An Attempt to Answer My Foster Sister's Community College History ProfessorMar 5, 2011 Write an essay on this topic.
Popular Products in BooksThe Bottom Line More thoughts on the dignity promised every American which I wrote about in my Top 10 List of 1980s films.
The sentence which puts the question "With the ideology of the Founding Fathers in mind" is mistaken in at least one important particular. What set the American Revolution apart from other revolutions to which itis most often compared is that there was no single monolithic ideology that dominated the thinking of the Founding generation. This is why the concept of a loyal opposition was able to emerge in this country (although in the 1790s, such missteps as the Alien and Sedition Acts almost destroyed it, which would mst likely have led to a premature outbreak of the American Civil War).
By the latter part of the administration of President George Washington, the various political strains in the United States had coalesced into two main ideologies, personified by two radically different American politicians. President Washington himself seems to have been among the last members of the political elite to recognize this development and quite belatedly side with Alexander Hamilton, his Secretary of the Treasury, whose ideology was the first to find expression in a practical program, and who therefore was able in the short term to isolate and marginalize his political opponents, led by Thomas Jefferson. Probably the best books written about these individuals in the past twenty years are Hamilton, by Ron Chernow, and American Sphinx, by Joseph J. Ellis.
As is recognized by most contemporary scholars, Hamilton favored a strategy of empowering the central government to promote the purpose of economic modernization and competitiveness, while Jefferson's strategy was to minimize the responsibilities and powers of the central government to promote the purpose of individual self-reliance and self-realization. It may not have occurred even to Hamilton, the more able and effective of the two politicians, that individual self-reliance and self-realization are directly proportional to the modernity and competitiveness of the economy i which the individual lives. Indeed, this was not definitively proven to most human beings until the collapse of the Soviet empire in the period 1989-1991; and it would have probably been considered more or less irrelevant by Hamilton, Jefferson, and their closest associates, but from a contemporary (2011) perspective, it is highly interesting and relevant.
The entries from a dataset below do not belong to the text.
PR #3142, opened 2021-07-09
test: get type information of VW options

lalo:


python/pylibvw.cc
```diff
@@ -108,14 +108,16 @@ class OptionManager
   template <typename T>
   py::object* value_to_pyobject(VW::config::typed_option<T>& opt)
   {
+    T not_supplied;
```
jackgerrits, line 111: This is unitialized
```suggestion
    T not_supplied{};
```

jackgerrits (approved):

PR #4147, opened 2022-09-14
test: [LAS] calculate num of non-degenerate singular values

olgavrou:
and use it to make some tests more precise

### DIFF
--- a/test/unit_test/cb_las_spanner_test.cc
+++ b/test/unit_test/cb_las_spanner_test.cc
@@ -117,9 +117,7 @@ BOOST_AUTO_TEST_CASE(check_spanner_results_squarecb)
     std::vector<std::string> e_r;
     vw.l->get_enabled_reductions(e_r);
     if (std::find(e_r.begin(), e_r.end(), "cb_explore_adf_large_action_space") == e_r.end())
-    {
-      BOOST_FAIL("cb_explore_adf_large_action_space not found in enabled reductions");
-    }
+    { BOOST_FAIL("cb_explore_adf_large_action_space not found in enabled reductions"); }
 
     VW::LEARNER::multi_learner* learner =
         as_multiline(vw.l->get_learner_by_name_prefix("cb_explore_adf_large_action_space"));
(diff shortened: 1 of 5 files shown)


vowpalwabbit/core/src/reductions/cb/cb_explore_adf_large_action_space.cc
```diff
@@ -133,6 +133,29 @@ void cb_explore_adf_large_action_space<randomized_svd_impl, spanner_impl>::rando
   _impl.run(examples, shrink_factors, U, _S, _V);
 }
 
+template <typename randomized_svd_impl, typename spanner_impl>
+size_t cb_explore_adf_large_action_space<randomized_svd_impl, spanner_impl>::number_of_non_degenerate_singular_values()
```
olgavrou, line 137: this could potentially be used to also return even less actions than specified by d

test/unit_test/cb_las_spanner_test.cc
```diff
@@ -601,26 +601,36 @@ BOOST_AUTO_TEST_CASE(check_spanner_rejects_same_actions)
 
 BOOST_AUTO_TEST_CASE(check_spanner_rejects_actions_that_are_linear_combinations_of_other_actions)
```
zwd-ms, line 602: Test name seems inconsistent with result. Is the expected behavior "reject" or "accept" the linear combination action?

test/unit_test/cb_las_spanner_test.cc
```diff
@@ -680,12 +687,10 @@ BOOST_AUTO_TEST_CASE(check_spanner_rejects_actions_that_are_linear_combinations_
       size_t encounters = 0;
       for (auto& a_s : preds)
       {
-        if (a_s.action == 1 && a_s.score != 0.f) { encounters++; }
-        if (a_s.action == 2 && a_s.score != 0.f) { encounters++; }
         if (a_s.action == 3 && a_s.score != 0.f) { encounters++; }
       }
 
-      BOOST_CHECK_EQUAL(encounters, 2);
+      BOOST_CHECK_EQUAL(encounters, 1);
```
zwd-ms, line 693: This is checking the fourth action (action_4 in the comment above) has non-zero score, right?
do we need to check other actions probabilities?

zwd-ms (approved):

test/unit_test/cb_las_spanner_test.cc
olgavrou: made it more generic

PR #4150, opened 2022-09-15
fix: remove problematic tag swap

tyclintw:
The first tags in the audit output is missing due to an incorrect swap.  Remove this swap as it is incorrect.


tyclintw:
Discussed offline with VW developers and we've decided this is not the correct approach. Abandoning.

PR #4162, opened 2022-09-22
fix: remove experimental and fix up model version test

bassmang:


test/run_tests_model_gen_and_load.py
```diff
@@ -134,15 +132,28 @@ def get_tests(
...
     for test in tests:
+        vw = vowpalwabbit.Workspace(test.command_line, quiet=True)
+        skip_cmd = False
+        for groups in vw.get_config().values():
+            for group in groups:
+                for opt in group[1]:
+                    if opt.value_supplied and (
+                        opt.experimental
+                        or opt.name == "bfgs"
+                        or (opt.name == "initial_regressor" and opt.value != [])
```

It does not end the discussion, however, to merely state that Hamilton's strategy made possible the fulfillment of Jefferson's purpose. Hamilton's strategy has achieved what might be considered hegemonic status largely as a result of the Civil War, the subsequent total national mobilizations for World Wars I and II, and to some extent the response of the Franklin Roosevelt administration to the Great Depression generally considered to have commenced in October 1929. For the first seventy years or so of Constitutional government in the United States, it was very much an open question which strategy would eventually prevail in American politics and government. In a sense, the Confederacy is properly understood as the last attempt to set up a national government on Jeffersonian principles. Jefferson, after all, was absent not only from the Constitutional Convention itself, but from the country as a whole during the all-important debate on ratifying the Constitution. We cannot be certain at this remove that Jefferson, had he been in the United States at the time, would not have sided with fellow Virginian Patrick Henry and others in opposition to the Constitution, which most likely would have resulted in the sidelining of Jefferson's political career in subsequent decades, although there is an outside chance, given Jefferson's prestige as the author of the Declaration of Independence, that Jefferson would have been able to prevent or delay the ratification of the Constitution, at least by Virginia.
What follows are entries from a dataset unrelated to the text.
PR #4167, opened 2022-09-27
fix: test 67 windows failure

### LINKED ISSUE #3843: Test 67 fails on Windows
```
python .\test\run_tests.py --ignore_dirty --skip_spanning_tree_tests --vw_bin_path ./build/vowpalwabbit/Release/vw.exe -f -E 0.01 -t 67
```

The first difference of file paths can be resolved by simply removing the path special case for Windows. Then you are left with the following diff for test 67:

image

bassmang:
resolves #3843

### DIFF
--- a/vowpalwabbit/core/src/parse_args.cc
+++ b/vowpalwabbit/core/src/parse_args.cc
@@ -147,9 +147,7 @@ void parse_dictionary_argument(VW::workspace& all, const std::string& str)
   if (!all.quiet)
   {
     std::string out_file_name = file_name;
-#ifdef _WIN32
     std::replace(out_file_name.begin(), out_file_name.end(), '\\', '/');
-#endif
     *(all.trace_message) << "scanned dictionary '" << s << "' from '" << out_file_name << "', hash=" << std::hex
                          << fd_hash << std::dec << endl;
   }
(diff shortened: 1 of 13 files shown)


vowpalwabbit/core/src/parse_args.cc
```diff
@@ -67,6 +67,11 @@ uint64_t hash_file_contents(VW::io::reader* f)
   while (true)
   {
     ssize_t n = f->read(buf, 1024);
+#ifdef _WIN32
+    char* rem_buf;
+    if ((rem_buf = std::remove(std::begin(buf), std::end(buf), '\r')) == nullptr) { THROW("error: invalid buffer"); }
+    n -= 1024 - (rem_buf - buf);
```
jackgerrits, line 73: nit: extract 1024 into a constant that is used in both places

jackgerrits, line 73:
```suggestion
    n -= (1024 - std::distance(std::begin(buf), rem_buf));
```

jackgerrits (dismissed):

jackgerrits:
Now that this is fixed, can you unskip the test? https://github.com/VowpalWabbit/vowpal_wabbit/pull/3842

jackgerrits (approved):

Yet more needs to be said about the relationship between the Declaration of Independence, Jefferson's subsequent career, and the Confederacy. Jefferson is properly identified with the latter because he permitted the paragraph blasting African slavery and blaming the British crown for foisting it upon America, to be stripped from the former. Jefferson's gradual abandonment of his initial belief that all men were created equal regardless of color, race or creed is the most tragic part of his legacy. Recognizing this, the Hamiltonian victors of the American Civil War were gradually able, following the conclusion of the Indian Wars and particularly after the shame of Japanese internment and the horror of the Nazi Holocaust during World War II, to turn the strong central government for which they had fought into an ally of oppressed minorities of all descriptions througout the United States.
While I earlier observed that Hamilton was the more able politician, however, Jefferson was the more noble dreamer. It was he, in the Declaration of Independence, who properly captured the dignity which the Revolution, and later the Constitution, promised to every American, and which, throughout the late twentieth century, was more fully realized here than in any other country on earth. For all his flaws, if ideology is ultimately about purpose rather than strategy, it is he who has contributed the most among the Founders to the lasting ideology of America. To the extent the central government can no longer play the positive role, in an era of terrorism and global competition, that it did under the generations of Hamiltonians who inherited it following the American Civil War, even his strategy may bear a second look. But as long as the central government can indeed function as an ally and protector of oppressed people both here and abroad, Hamilton's strategy should continue to guide it and define its role in American life.